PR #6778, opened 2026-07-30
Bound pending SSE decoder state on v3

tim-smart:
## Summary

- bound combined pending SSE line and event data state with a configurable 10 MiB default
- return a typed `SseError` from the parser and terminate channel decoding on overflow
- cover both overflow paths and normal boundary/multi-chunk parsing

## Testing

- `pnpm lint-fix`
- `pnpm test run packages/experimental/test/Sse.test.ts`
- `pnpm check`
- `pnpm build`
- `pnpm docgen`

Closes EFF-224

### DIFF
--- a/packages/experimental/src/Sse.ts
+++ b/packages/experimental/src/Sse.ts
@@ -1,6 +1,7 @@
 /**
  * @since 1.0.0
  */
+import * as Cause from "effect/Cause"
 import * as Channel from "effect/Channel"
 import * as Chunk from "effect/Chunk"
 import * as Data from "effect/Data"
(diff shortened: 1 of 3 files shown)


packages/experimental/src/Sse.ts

==

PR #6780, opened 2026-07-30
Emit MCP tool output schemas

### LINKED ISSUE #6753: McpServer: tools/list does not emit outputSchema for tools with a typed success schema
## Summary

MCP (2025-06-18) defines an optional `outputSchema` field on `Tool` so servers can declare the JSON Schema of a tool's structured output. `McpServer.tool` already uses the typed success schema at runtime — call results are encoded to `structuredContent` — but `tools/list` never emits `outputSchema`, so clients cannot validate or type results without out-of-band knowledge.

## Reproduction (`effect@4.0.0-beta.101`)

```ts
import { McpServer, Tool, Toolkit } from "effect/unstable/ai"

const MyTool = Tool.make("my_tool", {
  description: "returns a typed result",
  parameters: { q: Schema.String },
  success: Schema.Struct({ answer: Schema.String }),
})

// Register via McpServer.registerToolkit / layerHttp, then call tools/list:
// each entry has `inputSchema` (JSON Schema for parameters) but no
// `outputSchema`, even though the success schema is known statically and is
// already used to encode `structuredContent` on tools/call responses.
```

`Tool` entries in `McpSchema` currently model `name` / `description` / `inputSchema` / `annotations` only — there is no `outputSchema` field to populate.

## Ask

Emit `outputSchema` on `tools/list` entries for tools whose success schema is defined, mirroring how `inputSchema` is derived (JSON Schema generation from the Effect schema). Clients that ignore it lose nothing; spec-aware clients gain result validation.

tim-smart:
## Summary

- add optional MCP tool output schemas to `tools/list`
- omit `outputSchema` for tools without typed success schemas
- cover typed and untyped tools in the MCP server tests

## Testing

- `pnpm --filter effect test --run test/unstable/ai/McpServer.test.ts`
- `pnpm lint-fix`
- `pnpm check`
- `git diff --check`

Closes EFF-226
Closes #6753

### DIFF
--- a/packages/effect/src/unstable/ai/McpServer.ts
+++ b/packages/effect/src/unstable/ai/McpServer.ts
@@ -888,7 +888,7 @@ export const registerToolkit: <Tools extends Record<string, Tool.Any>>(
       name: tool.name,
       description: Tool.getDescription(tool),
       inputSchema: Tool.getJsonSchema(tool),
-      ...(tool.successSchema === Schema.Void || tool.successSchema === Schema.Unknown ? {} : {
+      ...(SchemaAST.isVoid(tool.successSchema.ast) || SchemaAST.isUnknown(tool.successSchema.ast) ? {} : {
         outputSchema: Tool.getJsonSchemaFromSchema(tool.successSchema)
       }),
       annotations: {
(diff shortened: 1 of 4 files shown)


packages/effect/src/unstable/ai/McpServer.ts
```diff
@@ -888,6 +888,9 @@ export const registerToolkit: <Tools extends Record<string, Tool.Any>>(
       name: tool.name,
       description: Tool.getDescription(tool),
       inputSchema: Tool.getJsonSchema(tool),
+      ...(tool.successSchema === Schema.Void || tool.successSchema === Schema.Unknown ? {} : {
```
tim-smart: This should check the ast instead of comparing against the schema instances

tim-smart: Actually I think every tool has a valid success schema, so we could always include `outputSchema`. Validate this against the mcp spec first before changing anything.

* * *

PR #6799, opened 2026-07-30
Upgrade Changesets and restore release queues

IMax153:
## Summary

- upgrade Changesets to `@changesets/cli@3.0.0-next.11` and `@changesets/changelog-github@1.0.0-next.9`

### WHAT TO DO
Only lines with the word "annotations" are wanted, so copy each one from the records.

### ANSWER TO THIS PROBLEM
`Tool` entries in `McpSchema` currently model `name` / `description` / `inputSchema` / `annotations` only — there is no `outputSchema` field to populate.
       annotations: {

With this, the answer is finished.